Mon avis c’est que Wish You Were Here est l’album le plus représentatif de Pink Floyd. Il regroupe tout ce qui permet de définir leur musique : Une diversité de genre musical, du blues, du son expérimental et du rock progressif avec un schéma progressif (longueur / plusieurs phases sur un morceau/ part1, part2 etc…). Et un son très distinct.

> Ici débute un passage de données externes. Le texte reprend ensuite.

Issue #255, opened 2026-06-15
Harden Quick Charge against rapid/concurrent register writes + reads


btli:
## Summary

Harden the Quick Charge register access against **rapid/concurrent writes, modifications, and reads**. Reported by @ivanfmartinez on #251 while testing `v3.4.0-beta.13`:

> Only one time I have tried to change Duration to 3 and it kept on 59, probably a concurrency with the update cycle (these don't appear to be a big problem, and can occur on any entity), tried again and worked.

Low impact (a retry works, and it's a general HA-entity class of problem), but worth hardening for robustness. Not a regression.

## Why it happens

Quick Charge touches the same holding/input registers from several independent paths that contend on one Modbus transport:

- The **coordinator poll** reads regs 233 + 234 (and INPUT 210) every cycle (status throttled ~30s).
- **`is_quick_charge_active_live`** does an on-demand fresh read of reg 233 when the Duration number is set.
- The **Duration write** sets HOLD 234 (`write_named_parameter`) while a charge is active.
- The **switch** does a read-modify-write of HOLD 233 bit 0 (enable/disable).

Because the `Quick Charge Duration` number now **mirrors the live register** (no optimistic state), a write that lands at nearly the same moment as a poll read can be "overwritten" on screen by the poll's value (the reporter's 3-vs-59), or a write can be lost to bus contention.

## Edge cases to address

1. **Write-vs-poll race** — user writes HOLD 234 = N while a poll reads HOLD 234 = (live countdown); the number snaps back to the polled value, looking like the write was lost.
2. **TOCTOU on the active gate** — `is_quick_charge_active_live` returns True, the charge auto-expires, then the HOLD 234 write is rejected by the firmware (surfaces as an error). Currently accepted as rare.
3. **Transport flap during a write (HYBRID)** — if `has_local_transport` is briefly False (transport reconnecting), a Duration set is silently routed to the cloud preference branch instead of writing the register (no false success, but a silent no-op on the display). Raised in adversarial review.
4. **RMW interleave on reg 233** — the enable-bit read-modify-write is op-lock-serialized inside pylxpweb, but there's no single lock spanning the integration's multiple entry points (poll read + on-demand read + write).

## Hardening directions to investigate

- **Optimistic state** on the Duration number: show the just-written value immediately and reconcile on the next poll (instead of snapping to the last polled register value).
- **Immediate targeted re-read** after a write, rather than waiting for the next poll cycle, so the display converges quickly.
[...]

PR #503, opened 2026-08-01
feat: AC Couple local Modbus path via holding register 179 bit 11 (#472)

### LINKED ISSUE #472: AC Couple local register path: pin reg 179 bit 11 (FUNC_AC_COUPLING_FUNCTION)

btli:
Fixes #472.

## What

Gives the AC Couple switch (#471) a LOCAL Modbus path. `FUNC_AC_COUPLING_FUNCTION` is now mapped to holding register 179 bit 11 in pylxpweb, so the switch can ride the ordinary parameter cache and the local named-write path like every other reg-179 function (Export PV Only, Grid Peak Shaving).

| Mode | Before (#471) | After |
|---|---|---|
| CLOUD | store read + `set_inverter_ac_couple_enabled` write | **unchanged** |
| HYBRID | store read + cloud write | local-first read (reg 179 bit 11) + local write with cloud function-control fallback |
| LOCAL | **entity not created at all** | entity created; reads and writes over Modbus with no cloud client |

The cloud `ac_couple_soc` store stays: the Start/End SOC pair beside it (#352) still has no pinned register, and the store remains the read fallback whenever the parameter cache carries no value.

Absent state still reads **unavailable, never a fake OFF** (#497 pattern), from either source.

A successful local write deliberately does **not** seed the cloud store. While bit 11 is unpinned that store is an *independent* observation of the same function, and seeding it would mask a disagreement between the bit we wrote locally and what the portal reports — which is exactly the signal #472's lockstep capture is after.

## Evidence for bit 11 — stated precisely

Bit 11 is **NOT pinned by this project's raw↔named lockstep toggle**. It ships on lineage inference:

1. The Luxpower Modbus doc places AC coupling at reg 179 bit 11.
2. `ant0nkr/luxpower-ha-integration` (`constants/hold_registers.py`, `H_FUNCTION_ENABLE_4 = 179`) documents `Bit 11: uFunctionEn2.ubACcoupling (0=Disable, 1=Enable)`. Its full 16-bit reg-179 layout matches this project's canonical `inverter_holding.py` table bit-for-bit, and four bits of that shared layout are independently hardware-proven on EG4 hardware: bit 3 (2026-06-12 raw-verified cloud toggle on a FlexBOSS21 and an 18kPV), bit 7 (live toggle), bits 9/10 (2026-02-18 SOC-vs-Voltage). No bit of the reg-179 layout has been found wrong.
3. #471's reporter (@ivanfmartinez) has driven this control through that mapping on his LXP hardware before, and his live named-read correlation agrees: his AC-couple-enabled LXPUS810K reads the cloud param `True`, a disabled SNA12K-US probe reads `False`.

**What is missing:** the strict raw↔named lockstep toggle (flip the named param, read raw reg 179 before/after, verify the XOR is exactly bit 11, flip back). This is the same standing on which the #476 off-grid green-mode bit shipped.

Writes go through pylxpweb's sibling-preserving read-modify-write, and the entity's post-write refresh re-reads the register, so a write that **fails to land** is visible. To be explicit about what that does *not* buy: a write to the **wrong** bit would still be ACKed by the firmware, so readback-verify cannot rule that out — only the toggle capture can. #472 asks for it.

**Guards:** `_CONTROL_REGISTER_CONTRACT` pins the name to (179, 11), and a new `test_register_179_contract_holds_for_every_family` mirrors the reg-110 guard added for #476 so a family override can never silently move the bit.

## Freshness trade-off (deliberate, please weigh)

In HYBRID the parameter cache refreshes on the parameter tier (`parameter_refresh_interval`, default **60 min**) while the cloud AC-couple store refreshes every **5 min**. Preferring the local value therefore surfaces a *portal-side* toggle later than #471 did. That is what local-first means and matches every other reg-179 switch; changes made from HA are unaffected (the write path updates the cache in place). Called out in the class docstring. Say the word if you'd rather HYBRID keep reading the 5-minute store — that inverts the read preference and requires re-adding store seeding on local writes.

## Known gap: no capability probe on pure LOCAL

In #471 the cloud getter's `None` doubled as the capability probe — a device whose family lacks `FUNC_AC_COUPLING_FUNCTION` simply did not report it, and the switch went unavailable. Reg 179 bit 11 has no such tell: it decodes to a bool on any device that answers the register, so it is a **state source, never an existence proof**. A **pure-LOCAL** install therefore shows the switch on every control-capable inverter, reading OFF where the hardware has no AC-coupled input.

There is no local capability signal to gate on (pylxpweb's `InverterFeatures` has no AC-couple or smart-port flag), and a model-string gate would repeat the #259 mistake. Documented at the creation gate and asserted by a test so the gap cannot silently widen or close unnoticed.

**HYBRID does NOT share this gap** — but an earlier revision of this PR only *claimed* it didn't. Local precedence overrode the absent cloud probe, so HYBRID published the same phantom switch. Availability (and `is_on`, via one shared `_capability_known` notion) now consults the cloud store's tri-state wherever a cloud client exists.

## Post-write verification

A local write forces `async_refresh_device_parameters` before returning, re-reading register 179. This too was initially only *claimed*: the shared local-write envelope mutates the cached value and runs a coordinator DATA refresh, but parameters live on their own tier, so the register was not actually re-read until the next scheduled parameter cycle (default 60 min). For a lineage-inferred bit that readback is the whole point. It goes through the same public method the cloud path uses, so pylxpweb's #282 partial-read carry-forward and retry floor apply unchanged; it never raises, and a failed verification warns rather than failing a command the device already acknowledged.

To be precise about what this buys: it makes a write that **failed to land** visible within the cycle. A write to the **wrong bit** would still ACK and read back as written — only the #472 toggle capture rules that out.

## Mutation verification

Both fixes above were reverted independently to confirm the new tests actually catch the defects they describe — **5 distinct tests, not 5 per fix**:

| Mutation | New tests that fail |
|---|---|
| Revert the capability gate to local-first | **2** (`test_hybrid_unavailable_when_cloud_never_reported_the_param`, `test_hybrid_unavailable_before_the_first_cloud_fetch`) |
| Remove the post-write readback call | **3** (`test_local_write_forces_a_verifying_parameter_reread`, `test_failed_reread_warns_but_does_not_fail_the_write`, `test_local_only_write_also_rereads`) |

All 43 AC-Couple tests pass with the fixes in place. The pylxpweb side carries the same treatment: reverting `set_ac_couple` to the raw read-modify-write makes the reg-179 atomicity test fail with `register_value == 2560` — bit 7 dropped.

## Dependency — this PR is expected RED until pylxpweb ships

Requires the companion pylxpweb PR (targeting **0.9.39b6**). The manifest pin is **deliberately not bumped** here. Until that release lands, 6 register-contract tests fail on purpose — the same "DELIBERATELY RED against older pylxpweb" coupling bit 3 had against 0.9.36b6. Verified locally against the pylxpweb branch:

- installed pylxpweb (0.9.39b5), i.e. what CI runs: `2385 passed, 6 failed` — all 6 are the intended contract-pin failures
- pylxpweb **main** on `PYTHONPATH` (the mapping is merged there now): **`2394 passed, 3 skipped, 0 failed`**

Older installs that lack the mapping keep the exact pre-#472 cloud-only behavior via the `_local_params_can_carry` probe (setup gate + per-entity guard), and there is a test for that.

## Validation

- `pytest tests/`: 2394 passed, 3 skipped (against merged pylxpweb main); 43 AC-Couple switch tests, up from 21
- `ruff check` / `ruff format --check`: clean
- `mypy --config-file tests/mypy.ini custom_components/eg4_web_monitor/`: `Success: no issues found in 40 source files`
- The pre-commit hook's mypy runs under a python without HA/pylxpweb and reports 57 errors — **unmodified `origin/main` reports the same 57**, zero new

## Not covered

No hardware run. The switch has not been exercised on a live LOCAL or HYBRID install; #472 stays open for the toggle capture.


btli:
CI is red exactly as predicted in the description, and only there: **6 failed, 2345 passed, 3 skipped** ([run](https://github.com/joyfulhouse/eg4_web_monitor/actions/runs/30711507863)). All six are the deliberate cross-repo pin:

```
test_control_params_resolve_to_documented_registers
test_register_179_contract_holds_for_every_family[EG4_OFFGRID|EG4_HYBRID|LXP|UNKNOWN|no-family]
  AssertionError: FUNC_AC_COUPLING_FUNCTION absent from register 179 — writes fail
```

That is the contract harness reporting that the installed pylxpweb (0.9.39b5) does not yet carry the mapping. Every other check on the PR passes. With joyfulhouse/pylxpweb#259 on `PYTHONPATH` the same suite is **2351 passed, 3 skipped, 0 failed**.

pylxpweb#259 is CI-green (unit + integration + lint/type + claude-review). Merge and release it as 0.9.39b6, then bump this repo's manifest pin at the release cut and this goes green with no code change.

btli:
Fix round pushed (`45b8edc`). Both P2s were real, and both were the same failure mode: **a comment promising a protection the code did not implement.** Worth naming that pattern — it is the second time on this pair (the pylxpweb #259 round had the old table entry's "confirmed on 12000XP" annotation).

**P2-1 — phantom switch in HYBRID.** Confirmed exactly as described. Reg 179 bit 11 is a state source, never an existence proof: it decodes to a bool on any device that answers the register, so local precedence produced `available=True` / `is_on=False` on hardware with no AC-coupled input, while the comment claimed the store was protecting it. Availability now consults the cloud store's tri-state wherever a cloud client exists, HYBRID included.

One thing I extended beyond the letter of the ask: `is_on` shares the same `_capability_known` notion. Gating only `available` would leave an unsupported device *unavailable-but-confidently-OFF* — invisible in the UI, but a lie to anything reading state directly, and exactly the #497 shape. The two now cannot disagree.

Pure LOCAL keeps the documented gap, and it is now **asserted by a test** so it cannot silently widen or close unnoticed.

**P2-2 — verification never happened.** Confirmed: the shared envelope mutates the cached value and runs a coordinator DATA refresh, but parameters are on their own tier, so reg 179 was not re-read until the next scheduled cycle (default 60 min) — the test fixture's parameter-refresh mock was indeed never invoked. Implemented the real reread rather than taking the honest-comment alternative: the local write path now forces `async_refresh_device_parameters`, the same public method the cloud path already uses, so pylxpweb's #282 partial-read carry-forward and retry floor apply unchanged. It never raises; a False return warns and leaves the commanded value showing, because a failed verification must not fail a command the device already acknowledged. Tests assert the await, the pure-LOCAL path, and the warning.

**Both fixes are mutation-verified**, and the two mutations were re-run INDEPENDENTLY to pin the split (an earlier phrasing here read as "5 each" — it is 5 total):

| Mutation | New tests that fail |
|---|---|
| Revert the capability gate | **2** — `test_hybrid_unavailable_when_cloud_never_reported_the_param`, `test_hybrid_unavailable_before_the_first_cloud_fetch` |
| Remove the readback call | **3** — `test_local_write_forces_a_verifying_parameter_reread`, `test_failed_reread_warns_but_does_not_fail_the_write`, `test_local_only_write_also_rereads` |

2 + 3 = 5 distinct tests; all 36 pass with both fixes in place.

Also corrected the PR body, which had repeated the same false claims (HYBRID probe, post-write verification), and stated plainly what the readback does and does not buy: it catches a write that failed to land, not a write to the wrong bit.

Gates: **2358 passed / 3 skipped** (+7) against the pylxpweb branch, ruff clean, mypy clean on 40 files. CI will show the same 6 deliberate contract reds.

btli:
Round 3 pushed (`4d8844d`). Items 2 and 3 fixed; item 1 dropped per the merge plan (canonical fix lands in #504's shared `_fetch_cloud_param_store` refactor — patching the pre-refactor `_fetch_ac_couple_soc` here would only create a conflict).

**Item 2 — unbounded unverified window.** Confirmed: cache seeded, optimistic cleared, False branch only warned, so persistent read failures would show the commanded value for up to the parameter interval with nothing ever checking it. The failure path now re-arms the #282 per-device retry via a new `note_parameter_verification_pending()`, so the read retries past the ~2-minute attempt floor instead of at the next hourly window.

Deliberately **not** an immediate forced read — bypassing the floor is how a device with a failing transport gets hammered every cycle. The commanded value staying visible for those couple of minutes is the acceptable part; unbounded is not, exactly as you framed it.

**Item 3 — double reread.** Confirmed and reproduced (`await_count == 2`). `_execute_local_with_fallback` gains an optional `after_local_write` hook invoked **only when the local route succeeded**, so the cloud fallback keeps its envelope's single refresh and the local path does its own. One write = one read on both routes. The kwarg defaults to None, so no other caller's behavior changes.

**Verification.** Both mutation-verified: removing the re-arm fails the retry test; making the readback unconditional again reproduces the two-read count precisely. The re-arm also has a test that binds the **real** coordinator method over a **real** set — the mock coordinator's auto-mock records the call and does nothing, so a wrong attribute or wrong serial would otherwise pass silently.

Gates: **2363 passed / 3 skipped** (+5) against the pylxpweb branch, ruff clean, mypy clean on 40 files. Same 6 deliberate contract reds expected in CI.

btli:
Rebased onto eg4 main and force-pushed: `a0de02c`. **`BEHIND` → `UNSTABLE`** (i.e. up to date; only the expected contract reds remain). Flagging why the rebase was needed: eg4's branch protection is `strict: true`, so a BEHIND branch cannot merge no matter how green it is — main had moved on by 8 commits (#501/#497 and #507/#506).

Clean textually. I checked for a **semantic** collision rather than trusting that, since #501 landed the attach-recovery re-arm my item-2 fix was modeled on: `_param_retry_pending` is the canonical re-arm set on main, #501 feeds it by clearing the ATTEMPT stamp, and my `note_parameter_verification_pending()` adds to the same set. Consistent, not a parallel mechanism — and there was no entity-facing helper before, which is why the new one is warranted.

Also re-validated against **merged pylxpweb main** (a620a6a for #259, plus #257 on top) rather than my old branch: **2391 passed, 3 skipped, 0 failed**, ruff clean, mypy clean on 40 files.

CI: **6 failed, 2385 passed** — the same six contract reds, unchanged by the rebase. They resolve when 0.9.39b6 hits PyPI and the manifest pin bumps; the mapping itself is already on pylxpweb main, so with it on `PYTHONPATH` the suite is fully green.

Items 2 and 3 from the last round are in `4d8844d` (now rebased), both mutation-verified. Ready to merge behind the release.

btli:
Round 4 pushed (`bc77085`) — and the CI picture changed underneath us, in a good way.

## The P2 was real, and worse than "inert"

Verified the chain in code before touching it: `_param_retry_pending` is read/written **only** in `coordinator_local.py`, while HYBRID routes `_async_update_hybrid_data` → `_async_update_http_data`, whose hourly hook (coordinator_http.py:439) goes through the mode-agnostic `_should_refresh_parameters()` and never looks at that set. So last round's re-arm closed the unbounded window in LOCAL and left it open in **HYBRID — the deployment mode this repo runs in production.**

`note_parameter_verification_pending` now clears `_last_parameter_refresh` as well as adding to the set — both paths, both still floored by `_last_parameter_attempt`. Deliberately still no forced immediate read: bypassing the floor is how a device with a failing transport gets hammered every cycle. The targeted LOCAL set stays, since it re-reads one device rather than all.

**P3-1:** the shared `after_local_write` hook now isolates a raising callback — it runs inside `local_write()`, so an exception there was indistinguishable from a failed local WRITE and would have re-written via cloud a command the device already accepted.

All three mutation-verified: dropping the stamp clear reproduces the HYBRID inertness; removing the hook isolation produces the redundant cloud write; a floor test pins that the re-arm does not bypass the rate limit.

**P3-2:** body counts corrected to measured values.

## The 6 contract reds are GONE — pylxpweb 0.9.39b6 is on PyPI

CI now installs b6 (it carries #259's bit-11 mapping), so **every register-contract test passes**. The deliberate cross-repo red this PR carried is resolved without a code change.

## One failure remains, and it is NOT from this PR

```
FAILED tests/test_coordinator_local.py::TestCanonicalAbsentPredicateInRRMerge::test_degraded_row_dropped_on_older_pylxpweb
AssertionError: pylxpweb now ships is_absent(); this test's premise needs revisiting
```

That is #507/#506's own tripwire firing **exactly as designed**. Its docstring says "CI runs against a pylxpweb that has no is_absent(), so this is the path CI actually exercises today" — and b6 ships `is_absent()` (added by pylxpweb #255, `transports/data.py:1118`), so the premise is now false.

**It is main-wide, not mine.** I checked out unmodified `origin/main` into a scratch worktree and ran that single test against released b6: it fails there too. Every open eg4 PR will show it until the test is updated to construct its own predicate-less stub instead of depending on the installed pylxpweb.

I have not touched it — it belongs to the #506 work and the fix is a judgement about that test's intent, not mine to make unilaterally. Happy to take it if you'd rather not context-switch whoever owns it.

Gates on this branch against released b6: **2393 passed, 3 skipped, 1 failed** (that tripwire only). Ruff clean, mypy clean on 40 files.

btli:
Rebased onto current main and force-pushed: `f7f360b`. **FULLY GREEN — 35/35 checks pass, `mergeStateStatus: CLEAN`.** All four Tier Summaries (Bronze, Silver, Gold, Platinum) included. First time this PR has had zero reds of any kind.

What cleared it, both from main rather than from this branch:

- **#508's pin bump** to `pylxpweb>=0.9.39b6` — b6 carries #259's bit-11 mapping, so the six register-contract tests this PR deliberately carried red now pass.
- **`6fca2b6`** — the `is_absent()` tripwire, now simulating the older pylxpweb via `monkeypatch.delattr` instead of asserting the environment lacks it. My earlier "it fails on main too" check was run against the `origin/main` I had fetched at `c94fe38`, which predated that merge by four minutes. The finding was right; the "still broken" part was stale.

One thing I did change on this branch: five comments still called 0.9.39b6 "planned" / "not yet cut", and the contract entry still described itself as DELIBERATELY RED. All true when written, none true now that the pin requires b6 — corrected in `f7f360b`. The runtime guard is unchanged and so is its rationale: it probes the register map rather than trusting a version string, so a pin that somehow lacks the mapping degrades to the cloud-only path instead of writing a name the transport cannot resolve.

Local against released b6: **2394 passed, 3 skipped, 0 failed.** Ruff clean, mypy clean on 40 files.

Ready to merge.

En effet leur son repose sur une ambiance (à laquelle on adhère ou non ; si on y adhère pas c’est qu’on aime pas Pink Floyd dans son ensemble) froide et spatiale, qui nous emmène au-delà de la musique. Moi qui aime aborder des critiques d’albums par les aspects purement techniques, je dois bien avouer qu’ici je ne peux que me taire et laisser parler l’émotion. Gilmour et Wright ouvrent l’album sur des notes simples et espacées, mais foutrement belles. L’album, mis à part son côte expérimentation sur le son que j’apprécie énormément par exemple dans welcome to the machine, est d’une simplicité écrasante. Écrasante car elle est comme une recette que personne n’aurait jamais essayé, que personne n’aurait jamais osé, bien plus simple que la recette du chef et pourtant bien meilleure. Gilmour est un grand guitariste, un virtuose mais ce qu’il joue n’a rien de frappant, on aura même du mal à le présenter comme un musicien hors-pair à celui qui n’aura jamais écouté Pink Floyd et qui aura Page ou Hendrix comme idoles. Car Gilmour ne branle pas sa guitare, ce n’est même pas dit qu’il sache le faire, par contre il la caresse et il la fait jouir tellement bien qu’elle sort des notes en hauteur qui viennent piquer l’auditeur directement en plein cœur. Ce que je dis sur Gilmour est applicable sur tous les autres membres du groupe. Wright caresse également son clavier, Mason a bien le temps de se reposer mais quand on a besoin de lui, il assure, et Waters fait claquer sa basse comme personne et a toujours une idée meilleure que l’autre. En somme les Pink Floyd n’ont jamais pu se venter ni de faire péter la baraque ni de faire du rock n’roll de technique (en ce sens ils ne s’inscrivent même pas complètement dans la définition de rock progressif). Mais les Pink Floyd peuvent se venter d’avoir inventé un son et de l’avoir rendu unique. Il leur appartient, aujourd’hui on le retrouve presque partout (c’est ce qui s’appelle l’influence) mais on se retourne systématiquement vers eux, c’est le SON PINK FLOYDIEN, et il est merveilleux. Mais seuls les fans l’apprécieront. Oui car quand on aime le son de Pink Floyd, on ne l’aime pas qu’à moitié, en vérité soit on ne ressent rien, soit on frissonne. Et avec cet album aucun fan ne peut dire qu’il ne frissonne pas.